Melissa Vlilodas, MSW

Research Assistant

Melissa Villodas, MSW, is a doctoral candidate at the University of North Carolina’s School of Social Work. Her research interests revolve around how where people live impacts their health and well-being, focusing on neighborhood effects on Black youth mental health. Melissa’s work also spans transition-aged foster care youth mental health and youth and young adult community engagement.

Melissa received her MSW from New York University’s Silver School of Social Work. Between her masters and doctoral work, she worked as a clinical therapist for a treatment family foster care program and an integrative health care organization in New York City. Melissa has also worked as a project manager for several NIMH-funded projects focused on mental health service utilization and interventions for individuals living with severe mental illness.
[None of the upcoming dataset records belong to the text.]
Issue #4842, opened 2026-07-11
Add conditional-GET caching for policy-doc fetches


JSONbored:
**Problem:** Policy documents (contribution/AI-usage guidance) are refetched from GitHub on every single `discover` invocation even though they rarely change, burning rate-limit budget on essentially static content.

**Area:** AMS / Performance

**Proposal:** Add ETag/If-None-Match conditional-GET support to the policy-doc fetch path.

**Deliverables:**
- Conditional-GET wired into the policy-doc fetch, with a local cache of the last-known ETag/content.

**Acceptance criteria:**
- [ ] A repeated `discover` run against an unchanged repo makes a conditional request and consumes no additional rate-limit budget when the doc hasn't changed.

Scope note: this issue is limited to the HTTP-level fetch mechanism (ETag / If-None-Match) for the policy document. It must not change how the fetched content is parsed or how a policy verdict is derived from it — that logic stays out of scope. On any error, timeout, or ambiguous cache state, the fetch must fail safe by refetching the full document rather than serving a possibly-stale cached copy: silently serving stale policy content that could let the autonomous loop treat a now-opted-out repo as eligible is out of scope for this issue and stays maintainer-owned.

PR #5516, opened 2026-07-13
feat(miner): persist resolved policy verdicts across discover runs

### LINKED ISSUE #4843: Add a persisted cross-invocation cache of resolved policy verdicts
**Problem:** Even with conditional-GET caching (above), the resolved AI-usage-policy verdict for a repo is recomputed fresh on every invocation rather than persisted across runs.

**Area:** AMS / Performance

**Proposal:** Persist the resolved policy verdict per repo locally, invalidated when the underlying doc's ETag changes.

**Deliverables:**
- A small local cache of resolved policy verdicts, keyed by repo and doc ETag.

**Acceptance criteria:**
- [ ] Repeated runs against the same unchanged repo skip re-resolution entirely.

JSONbored:
## Summary
- Adds `policy-verdict-cache.js`, a local cache of resolved `AiPolicyVerdict` objects keyed by repo + the ETag of whichever doc (AI-USAGE.md or CONTRIBUTING.md) decided the verdict, following the same `local-store.js`/`schema-version.js` conventions as every other store in this package.
- `fetchRepoDoc` (opportunity-fanout.js) now returns `{content, etag}` instead of bare content, so `resolveRepoAiPolicy` can see the ETag of whichever doc it fetched.
- `resolveRepoAiPolicy` checks the verdict cache before calling `resolveAiPolicyVerdict`: a hit requires BOTH the decisive doc name and its ETag to match the cached entry (guards against a repo whose decisive doc changes between runs, e.g. AI-USAGE.md going from absent to present); a miss always resolves fresh and re-caches.
- Same fail-open discipline as #4842's policy-doc cache throughout: a cache read/write failure degrades to "resolve fresh," never affects discovery, and `discover-cli.js` opens the store in its own try/catch so a corrupt/unwritable cache DB can't abort a run.

## Test plan
- [x] `npx vitest run test/unit test/contract` — 780 files / 15197 tests passing, 0 regressions (one pre-existing unrelated flake in `github-graphql-cache.test.ts` reproduced only under full-suite parallel load, confirmed passing in isolation and untouched by this diff)
- [x] `npm run build --workspace @jsonbored/gittensory-miner` (`node --check` over every lib file, including the new one)
- [x] `npx tsc --noEmit` clean
- [x] `npm run docs:drift-check && npm run manifest:drift-check && npm run engine-parity:drift-check && npm run miner:env-reference:check`
- [x] Dedicated tests for: cold-cache resolve+cache, cache-hit reuse (proven via a deliberately wrong planted verdict), recompute on ETag change, recompute on decisive-doc mismatch even with a colliding ETag, CONTRIBUTING.md-decisive path, cache read/write failure fail-open, no-etag-no-cache, inert-without-a-cache, real on-disk persistence, default-store open/close, and the corrupt-cache-degrades-not-fails regression

Closes #4843


JSONbored:
Fixed the cross-host cache-key issue: the policy-verdict cache is now keyed by \`\${apiBaseUrl}::\${repoFullName}\` instead of a bare \`owner/repo\`, matching \`policy-doc-cache.js\`'s own precedent of keying on the full request URL. Renamed the store's column/field from \`repo_full_name\` to \`repo_scope\` to reflect that it's now a caller-owned composite key. Added a dedicated regression test proving two different tenant forge hosts with the same \`owner/repo\` (and even a colliding ETag string) get independent cache entries. Full local gate re-run clean; force-pushed the rebased branch.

Tauchiana Williams, MSW, LCSW

Tauchiana Williams, MSW, LCSW

Lead Interventionist

Tauchiana Williams is a clinical assistant professor and director of the 12-month advanced standing Master of Social Work program at the University of North Carolina at Chapel Hill. In addition, she is the coordinator of the school social work license program. Ms. Williams received her Bachelor of Psychology from Wellesley College and Master of Social Work from UNC-Chapel Hill. She is a licensed clinical social worker and currently serves on the North Carolina social work certification and licensure board. She teaches direct practice social work, field education, and school social work practice courses. Her practice areas and experience include trauma, substance use, child and adolescent mental health, and school social work. Ms. Williams’s research interests include African American single parent engagement and student success in schools. Ms. Williams serves as an interventionist with SUPER. She engages youth and families with support services and acts as a liaison with middle school partnerships.

Shena Brown, PhD

Shena Brown, PhD

Investigator

Dr. Brown is an assistant professor in the Whitney M. Young, Jr. School of Social Work at Clark Atlanta University. She earned her Ph.D. from the University of Georgia School of Social Work and a graduate certificate in Interdisciplinary Qualitative Studies from the Mary Frances Early College of Education in 2020. Dr. Brown was a recipient of the Southern Regional Education Board (SREB) Dissertation Year Award and the 2019 Graduate School Dean’s Award for Social Sciences. Her research interests include race-based stress and health disparities, mental health and substance use disorders and recovery, and professional wellness factors among helping professionals. Dr. Brown has an extensive practice history with over 20 years of post-MSW behavioral health experience as a clinical social worker and an addiction counselor. She aims to develop a research agenda that incorporates interdisciplinary and mixed methodological approaches to strengthen knowledge around racial and ethnic disparities, particularly in behavioral health.

Brianna

Brianna Dewitty

Interventionist

An aspiring data analyst interested in both social and clinical inequity. My goal is to address health disparities within the healthcare field for the LGBTQ+ community and racial minorities through statistical analysis.

Rachana Sherman

Rachana Sherman

Communications Specialist

Rachana Sherman is an undergraduate student at The University of North Carolina at Chapel Hill (UNC) studying Biology with a minor in Data Science. She’s also a General Staff Member under the Department of Campus Life & Student Experiences of UNC’s Undergraduate Student Government Executive Branch. Since high school, she’s worked to mentor students as the co-founder of her free mentorship program, The Scholar’s Corner. She’s completed marketing internships and currently works as a social media manager and video editor. She’s excited to contribute to the INSPIRED Lab as a Communications Specialist!